По счастью, мне не нужно думать, что отвечать в этой ситуации. Многоопытный Котлинский давно предусмотрел такой вариант и объяснил свою позицию: «Саня, если мы работаем вместе, не держим друг от друга секретов по финансовым потокам и доверяем друг другу, я не то чтоб был против благодарности пациентов тебе лично. Я против того, чтоб цена на нашу услугу мною не контролировалась. Если ты возьмёшь что-то от пациентов, о чём я не буду знать, получится, что пациенты заплатили не столько, сколько по счёту им выставила клиника. А значит, ценовую политику определяю не я. Я тебя прошу! Как минимум, ставь меня в известность обо всех этих суммах. А в идеале — лучше вообще… разворачивай на кассу… надо — всё отдадим тебе, но пусть деньги идут через кассу.»
Подумав минуту, я нашёл три или четыре своих резона согласиться с Котлинским тогда, потому сейчас знаю, что говорить:
— Спасибо большое, искренне тронут. Но вы сейчас ставите меня в очень неловкое положение. Прошу понять меня правильно. Если я отклоняю вашу благодарность, я обижаю вас. Если принимаю, получается, часть дохода по конкретной операции скрывается от клиники, с которой я могу быть и в партнёрских отношениях. Вы согласны?
Муж Анны заторможено кивает.
— Пожалуйста, давайте поступим следующим образом: я тороплюсь к Анне. Вы подумаете ещё минуту и, если захотите, просто внесёте эти деньги в кассу, объяснив, почему. Любые финансовые отношения между нами напрямую нарушают мои личные договорённости с клиникой.
Когда я забегаю на второй этаж, меня перед дверью ждёт расплывающийся в улыбке Котлинский:
— Видел в окно, как к тебе подкатывали, — смеётся он. — Что, не взял?
— Сказал сдать в кассу, — киваю в ответ. — Интересно, сдаст ли.
— Не уверен, — продолжает смеяться Котлинский. — Скорее нет, чем да.
— Почему?
— После того, как ты вошёл, он сел в машину и уехал. Ааааа-га-га-га-га!
Хотя денег немножко жаль, но Котлинский смеётся так заразительно, что невольно присоединяюсь к нему под удивление косящегося на нас в коридоре прочего персонала.[11]
Глава 13
Когда я выхожу из КЛИНИКИ, меня уже в машине ждёт Лена. По инерции продолжая веселиться, рассказываю ей о том, как сегодня своим нырком отличился Барик. Она не разделяет моего веселья и смотрит на меня, как на дурака:
— Ты мне такого больше не рассказывай, хорошо? В юмористическом контексте. — Видя моё вытянувшееся лицо, и что я не понимаю, Лена объясняет. — Мелкий, я ж реаниматолог. Профдеформация психики — понятное слово? У меня на такие случаи совсем другая эмоциональная реакция. Причём, рефлекторная. Не как у вас, молодых идиотов… Чмок. Я чего-то себе сразу и реанимационные мероприятия представила, и возможные дальнейшие последствия… В общем, не смешно мне.

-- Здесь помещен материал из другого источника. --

PR #643, opened 2025-06-25
Extract shared SCSS for search bar

eiman-eltigani-ttd:
Ended up creating a seperate stylesheet for the search bar as the SearchBar component that already exists is a separate search bar style used in pop ups such as Add Participant Dialogue + in testing I believe. This one required a bit of refactoring which is why I wanted to break it up into a draft first because the other shared styles (i.e., .action-cell) will be smaller changes since they are already established in the styles folder. 

Main thing I wanted feedback on:
- Adding the extra classnames reduces redundancy in the scss but makes the classNames long within the component. I could remove the original className since most are no longer in use but didn't know if I should keep them in for organizational/readability purposes.

Based on your feedback/comfortability with this approach, I'll move forward with the remaining changes!

### DIFF
--- a/src/web/components/AuditTrail/AuditTrailTable.tsx
+++ b/src/web/components/AuditTrail/AuditTrailTable.tsx
@@ -67,8 +67,8 @@ function AuditTrailTableComponent({ auditTrail }: AuditTrailTableProps) {
 
   return (
     <div className='audit-trail-table-container'>
-      <div className='search-bar-table-header'>
-        <div className='search-bar-table-header-right'>
+      <div className='table-header'>
+        <div className='table-header-right'>
           <div className='search-bar-container'>
             <input
               type='text'
--- a/src/web/styles/search.scss
+++ b/src/web/styles/search.scss
@@ -1,15 +1,3 @@
-.search-bar-table-header {
-  display: flex;
-  justify-content: end;
-  align-items: baseline;
-  padding-bottom: 10px;
-}
-
-.search-bar-table-header-right {
-  display: flex;
-  justify-content: right;
-}
-
 .search-bar-container {
   display: flex;
   align-items: center;
--- a/src/web/components/ApiKeyManagement/KeyItem.scss
+++ b/src/web/components/ApiKeyManagement/KeyItem.scss
@@ -1,7 +1,7 @@
-.action-cell {
+
   .warning-icon {
     color: var(--theme-warning);
     padding: 0 10px;
     height: 23px;
   }
-}
+
--- a/src/web/components/ClientSideTokenGeneration/CstgTable.tsx
+++ b/src/web/components/ClientSideTokenGeneration/CstgTable.tsx
@@ -223,7 +223,7 @@ export function CstgTable({
             </div>
           )}
         </div>
-        <div className='search-bar-table-header-right'>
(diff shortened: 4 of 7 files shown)


src/web/components/AuditTrail/AuditTrailTable.tsx
```diff
@@ -11,6 +11,7 @@ import { TableNoDataPlaceholder } from '../Core/Tables/TableNoDataPlaceholder';
 import AuditTrailRow from './AuditTrailRow';
 
 import './AuditTrail.scss';
+import '../../styles/search.scss';
```
ashleysmithTTD, line 14: you shouldn't need to explicitly import anything from the styles folder.  it will catch them regardless.

src/web/App.scss
```diff
@@ -6,6 +6,8 @@
   @import 'styles/tables';
   @import 'styles/text';
   @import 'styles/buttons';
+  @import 'styles/search.scss';
+  @import 'styles/forms.scss';
```
ashleysmithTTD, line 10: you shouldn't need the `.scss` here like above how they do not have them

src/web/styles/search.scss
```diff
@@ -0,0 +1,38 @@
...
+  display: flex;
+  justify-content: end;
+  align-items: baseline;
+  padding-bottom: 10px;
+}
+
+.search-bar-table-header-right {
+  display: flex;
+  justify-content: right;
+}
```
ashleysmithTTD, line 11: These two pieces are not explicitly part of search bar - for example if you see in `CtsgTable.tsx`, the div for `search-bar-table-header-right` encompasses both the search bar and the add cstg value button.  Its still good to extract this code, but I think it would make more sense to put `.search-bar-table-header` and `search-bar-table-header-right` in `tables.scss`

src/web/components/Search/SearchBar.tsx
```diff
@@ -107,7 +107,7 @@ export function SearchBarFormInput<
         <FontAwesomeIcon icon='search' className='search-icon' />
         <input
           type='text'
-          className={clsx('search-bar-input', inputClassName)}
+          className={clsx('search-bar-form-input', inputClassName)}
           aria-label={inputName}
           aria-invalid={error ? 'true' : 'false'}
           {...rest}
```
ashleysmithTTD, line 113: if it does not affect anything and you delete `search-bar-form-input` in the file above, you can also revert this to `search-bar-input` here

src/web/components/Search/SearchBar.scss
```diff
@@ -37,7 +37,7 @@
     border: 1px solid var(--theme-input-border);
   }
 
-  .search-bar-input {
+  .search-bar-form-input {
     width: 100%;
   }
```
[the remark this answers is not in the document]
eiman-eltigani-ttd: I thought that was the case but there was actually two components (SearchBarFormInput and SearchBarInput)  in SearchBar.tsx that both had the the 'search-bar-input' className. The SearchBarInput component is used on the 'Sharing Permissions' page that we checked and that remained the same. The SearchBarFormInput is in the Add Participant Dialogue in the 'Manage Participants' page, and that one does require the 100% width or else the input (like the actual letters, not the container) stops half way.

— Ладно, понял, — киваю с удивлённым лицом. — Профдеформацию я понимаю, но не думал, что у тебя с ней так далеко зашло. С чего? Ты ж молодая, для изменений в психике не рановато?
— А ты стал профессиональным и глубоким специалистом по психическим травмам? — смеётся в ответ Лена.
— Нет, — смущённо бормочу в ответ.
— Ну вот… Мелкий, психика — вообще вещь тонкая и хрупкая. Чтоб над ней качественно надругаться, вообще иногда одного случая в жизни хватит. Уже молчу, что ресурсность психики — величина индивидуальная и у каждого своя. Кому-то всю жизнь как с гуся вода; а кто-то один раз что-то не тот увидел — и привет, шиза… Ладно, проехали.